PR #16022, opened 2023-12-05
internal: Don't explicitly warn against `semicolon_in_expressions_from_macros`

Xanewok:
This has been warn-by-default for two years now and has already been added to the future-incompat lints in 1.68.

See https://github.com/rust-lang/rust/issues/79813 for the tracking issue.


lnicola:
Thanks!

@bors r+

PR #16027, opened 2023-12-05
feat: Implicit format args support

Veykril:
Fixes https://github.com/rust-lang/rust-analyzer/issues/11260
Fixes https://github.com/rust-lang/rust-analyzer/issues/11296

image
Too lazy to make a gif of this right now (would probably be good to show renaming)


lnicola:
https://github.com/rust-lang/rust-analyzer/assets/308347/20bcb7f6-cfa2-4550-a2ba-a524ab52cba3

nyurik:
so now we can re-enable clippy lint for this? :)  Assuming it will only work by default in the "all params can be included" context.  If its a mixed case, that would stay as pedantic.

Veykril:
Yes you should be able to re-enable it now.

PR #16041, opened 2023-12-07
Fix WideChar offsets calculation in `line-index`

### LINKED ISSUE #15981: `lib/line-index` 0.1.0 has a bug when handling wide characters
## Description

This is a bug of `lib/line_index` version `0.1.0`. It seems that rust-analyzer is using version 0.1.0-pre.1.

The comment here explains that `start` and `end` are offsets inside a single line:

https://github.com/rust-lang/rust-analyzer/blob/2ee17bc5f256e379c4df954e984b9bd0d79f1cbd/lib/line-index/src/lib.rs#L55-L60

However, during text analysis, the offsets stored in `WideChar` are byte offsets of the entire text.

https://github.com/rust-lang/rust-analyzer/blob/2ee17bc5f256e379c4df954e984b9bd0d79f1cbd/lib/line-index/src/lib.rs#L366-L372

Finally, when calculating `LineCol`, the `start` and `end` in `WideChar` are treated as offsets inside the line again.

https://github.com/rust-lang/rust-analyzer/blob/2ee17bc5f256e379c4df954e984b9bd0d79f1cbd/lib/line-index/src/lib.rs#L118-L132

## Example

The code below will panic.

```rust
fn main() {
    let text = "\n\n\n\n\n宽3456";
    assert_eq!(&text[5..8], "宽");
    assert_eq!(&text[11..12], "6");
    let line_index = LineIndex::new(text);
    let before_6 = TextSize::from(11);
    assert!(line_index.try_line_col(before_6).is_some()); // This will panic!
}
```

The line offset of the character `6` is `6..7`.
The global offset of the character `宽` is `5..8`, and it is mistakenly used as line offset.

roife:
Fix #15981. This PR addresses the issue with the WideChar's offset calculation, ensuring accurate line-specific positions during text analysis in the `lib/line-index` module.

## Changes Made

- Corrected the calculation for `WideChar` offsets, ensuring they reflect positions within respective lines.
- Added tests to verify the accuracy of `WideChar` offset calculations, and correct existing tests.

### DIFF
--- a/lib/line-index/src/tests.rs
+++ b/lib/line-index/src/tests.rs
@@ -1,4 +1,4 @@
-use crate::{LineIndex, TextSize, WideChar};
+use crate::{LineCol, LineIndex, TextSize, WideChar, WideEncoding, WideLineCol};
 
 macro_rules! test {
     (
@@ -102,7 +102,7 @@ test!(
     case: multi_byte_with_new_lines,
     text: "01\t345\n789abcΔf01234567\u{07}9\nbcΔf",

---*---

EXERCISE.
Extract, word for word, each line of the listing above.

COMPLETED EXERCISE.
PR #16022, opened 2023-12-05
internal: Don't explicitly warn against `semicolon_in_expressions_from_macros`

Xanewok:
This has been warn-by-default for two years now and has already been added to the future-incompat lints in 1.68.

See https://github.com/rust-lang/rust/issues/79813 for the tracking issue.


lnicola:
Thanks!

@bors r+

PR #16027, opened 2023-12-05
feat: Implicit format args support

Veykril:
Fixes https://github.com/rust-lang/rust-analyzer/issues/11260
Fixes https://github.com/rust-lang/rust-analyzer/issues/11296

image
Too lazy to make a gif of this right now (would probably be good to show renaming)


lnicola:
https://github.com/rust-lang/rust-analyzer/assets/308347/20bcb7f6-cfa2-4550-a2ba-a524ab52cba3

nyurik:
so now we can re-enable clippy lint for this? :)  Assuming it will only work by default in the "all params can be included" context.  If its a mixed case, that would stay as pedantic.

Veykril:
Yes you should be able to re-enable it now.

PR #16041, opened 2023-12-07
Fix WideChar offsets calculation in `line-index`

### LINKED ISSUE #15981: `lib/line-index` 0.1.0 has a bug when handling wide characters
## Description

This is a bug of `lib/line_index` version `0.1.0`. It seems that rust-analyzer is using version 0.1.0-pre.1.

The comment here explains that `start` and `end` are offsets inside a single line:

https://github.com/rust-lang/rust-analyzer/blob/2ee17bc5f256e379c4df954e984b9bd0d79f1cbd/lib/line-index/src/lib.rs#L55-L60

However, during text analysis, the offsets stored in `WideChar` are byte offsets of the entire text.

https://github.com/rust-lang/rust-analyzer/blob/2ee17bc5f256e379c4df954e984b9bd0d79f1cbd/lib/line-index/src/lib.rs#L366-L372

Finally, when calculating `LineCol`, the `start` and `end` in `WideChar` are treated as offsets inside the line again.

https://github.com/rust-lang/rust-analyzer/blob/2ee17bc5f256e379c4df954e984b9bd0d79f1cbd/lib/line-index/src/lib.rs#L118-L132

## Example

The code below will panic.

```rust
fn main() {
    let text = "\n\n\n\n\n宽3456";
    assert_eq!(&text[5..8], "宽");
    assert_eq!(&text[11..12], "6");
    let line_index = LineIndex::new(text);
    let before_6 = TextSize::from(11);
    assert!(line_index.try_line_col(before_6).is_some()); // This will panic!
}
```

The line offset of the character `6` is `6..7`.
The global offset of the character `宽` is `5..8`, and it is mistakenly used as line offset.

roife:
Fix #15981. This PR addresses the issue with the WideChar's offset calculation, ensuring accurate line-specific positions during text analysis in the `lib/line-index` module.

## Changes Made

- Corrected the calculation for `WideChar` offsets, ensuring they reflect positions within respective lines.
- Added tests to verify the accuracy of `WideChar` offset calculations, and correct existing tests.

### DIFF
--- a/lib/line-index/src/tests.rs
+++ b/lib/line-index/src/tests.rs
@@ -1,4 +1,4 @@
-use crate::{LineIndex, TextSize, WideChar};
+use crate::{LineCol, LineIndex, TextSize, WideChar, WideEncoding, WideLineCol};
 
 macro_rules! test {
     (
@@ -102,7 +102,7 @@ test!(
     case: multi_byte_with_new_lines,
     text: "01\t345\n789abcΔf01234567\u{07}9\nbcΔf",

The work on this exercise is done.